Copy out all of the data exactly as it appears.
——————————
PR #2353, opened 2021-01-29
Clean up PersistedValidationData

### LINKED ISSUE #2244: Consider cleaning up `PersistedValidationData`

pepyakin:
Closes #2244

I didn't touch `max_pov_size` since it turns out that it is used for basic candidate checks and the alternative is not clear.


primitives/src/v1.rs
```diff
@@ -119,6 +119,22 @@ pub mod well_known_keys {
 		})
 	}
 
+	/// The list of inbound channels for the given para.
+	///
+	/// The storage entry stores a `Vec<ParaId>`
+	pub fn hrmp_ingress_channel_index(para_id: Id) -> Vec<u8> {
+		let prefix = hex!["6a0da05ca59913bc38a8630590f2627c1d3719f5b0b12c7105c073c507445948"];
```
rphmeier, line 126: what is this?

rphmeier (approved):

primitives/src/v1.rs
pepyakin: That's a prefix. It's generated by the `decl_storage` for [this](https://github.com/paritytech/polkadot/blob/7aa88e366239edbca7dcb4ff73527a3efdde0fab/runtime/parachains/src/hrmp.rs%23L285) storage item. This is essentially the value you get when calling `StorageMap::prefix_hash`. Since we are so upstream here this is copied verbatim. 

Perhaps, a more friendlier version would be to generate this from the components, i.e. the module name and the field name.

rphmeier: Gotcha - I think a comment explaining that would be helpful!

pepyakin: There actually is [one](https://github.com/paritytech/polkadot/blob/deea097a3e3f4580f1195a3b2ac66c1ca422bcbb/primitives/src/v1.rs#L69-L79), but above. Do you think we should comment on each `prefix`?

Maybe it's possible to extract a function and slap a comment there.

rphmeier: Oh, that's fine. It was just omitted from the diff

rphmeier:
Not sure if we should merge this yet as it means restarting Rococo again

pepyakin:
Ok, I was under impression that we are OK to merge into master because we have a separate branch for rococo-v1. Any ideas when the merge window opens?

cc @bkchr

bkchr:
If we ensure that we don't backport it for now, I don't see any reason why not to merge this. Would there be any immediate work on top of this in the next time?

primitives/src/v1.rs
```diff
@@ -360,18 +393,9 @@ pub struct PersistedValidationData<N = BlockNumber> {
 	/// The parent head-data.
 	pub parent_head: HeadData,
 	/// The relay-chain block number this is in the context of.
-	pub block_number: N,
+	pub relay_parent_number: N,
```
bkchr, line 396: Nitpick, why do we call it `relay_storage_root` and this here `relay_parent_number`? :D

bkchr (approved):

primitives/src/v1.rs
pepyakin: It seemed to me that `relay_parant_storage_number` exceeds the length that I am comfort with and on the other hand, `relay_storage_root` still conveys (as it seems to me) what it is about.

I don't mind renaming it though.

bkchr: Why not just call it `relay_number`?

pepyakin: I felt that this is confusing.

rphmeier: `relay_parent_storage_root` would be more clear. I think referencing the fact that every parachain block has a "relay chain parent" more explicitly is a good thing, so `relay_parent_number` is good.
——————————
* Task solution:
PR #2353, opened 2021-01-29
Clean up PersistedValidationData

### LINKED ISSUE #2244: Consider cleaning up `PersistedValidationData`

pepyakin:
Closes #2244

I didn't touch `max_pov_size` since it turns out that it is used for basic candidate checks and the alternative is not clear.


primitives/src/v1.rs
```diff
@@ -119,6 +119,22 @@ pub mod well_known_keys {
 		})
 	}
 
+	/// The list of inbound channels for the given para.
+	///
+	/// The storage entry stores a `Vec<ParaId>`
+	pub fn hrmp_ingress_channel_index(para_id: Id) -> Vec<u8> {
+		let prefix = hex!["6a0da05ca59913bc38a8630590f2627c1d3719f5b0b12c7105c073c507445948"];
```
rphmeier, line 126: what is this?

rphmeier (approved):

primitives/src/v1.rs
pepyakin: That's a prefix. It's generated by the `decl_storage` for [this](https://github.com/paritytech/polkadot/blob/7aa88e366239edbca7dcb4ff73527a3efdde0fab/runtime/parachains/src/hrmp.rs%23L285) storage item. This is essentially the value you get when calling `StorageMap::prefix_hash`. Since we are so upstream here this is copied verbatim. 

Perhaps, a more friendlier version would be to generate this from the components, i.e. the module name and the field name.

rphmeier: Gotcha - I think a comment explaining that would be helpful!

pepyakin: There actually is [one](https://github.com/paritytech/polkadot/blob/deea097a3e3f4580f1195a3b2ac66c1ca422bcbb/primitives/src/v1.rs#L69-L79), but above. Do you think we should comment on each `prefix`?

Maybe it's possible to extract a function and slap a comment there.

rphmeier: Oh, that's fine. It was just omitted from the diff

rphmeier:
Not sure if we should merge this yet as it means restarting Rococo again

pepyakin:
Ok, I was under impression that we are OK to merge into master because we have a separate branch for rococo-v1. Any ideas when the merge window opens?

cc @bkchr

bkchr:
If we ensure that we don't backport it for now, I don't see any reason why not to merge this. Would there be any immediate work on top of this in the next time?

primitives/src/v1.rs
```diff
@@ -360,18 +393,9 @@ pub struct PersistedValidationData<N = BlockNumber> {
 	/// The parent head-data.
 	pub parent_head: HeadData,
 	/// The relay-chain block number this is in the context of.
-	pub block_number: N,
+	pub relay_parent_number: N,
```
bkchr, line 396: Nitpick, why do we call it `relay_storage_root` and this here `relay_parent_number`? :D

bkchr (approved):

primitives/src/v1.rs
pepyakin: It seemed to me that `relay_parant_storage_number` exceeds the length that I am comfort with and on the other hand, `relay_storage_root` still conveys (as it seems to me) what it is about.

I don't mind renaming it though.

bkchr: Why not just call it `relay_number`?

pepyakin: I felt that this is confusing.

rphmeier: `relay_parent_storage_root` would be more clear. I think referencing the fact that every parachain block has a "relay chain parent" more explicitly is a good thing, so `relay_parent_number` is good.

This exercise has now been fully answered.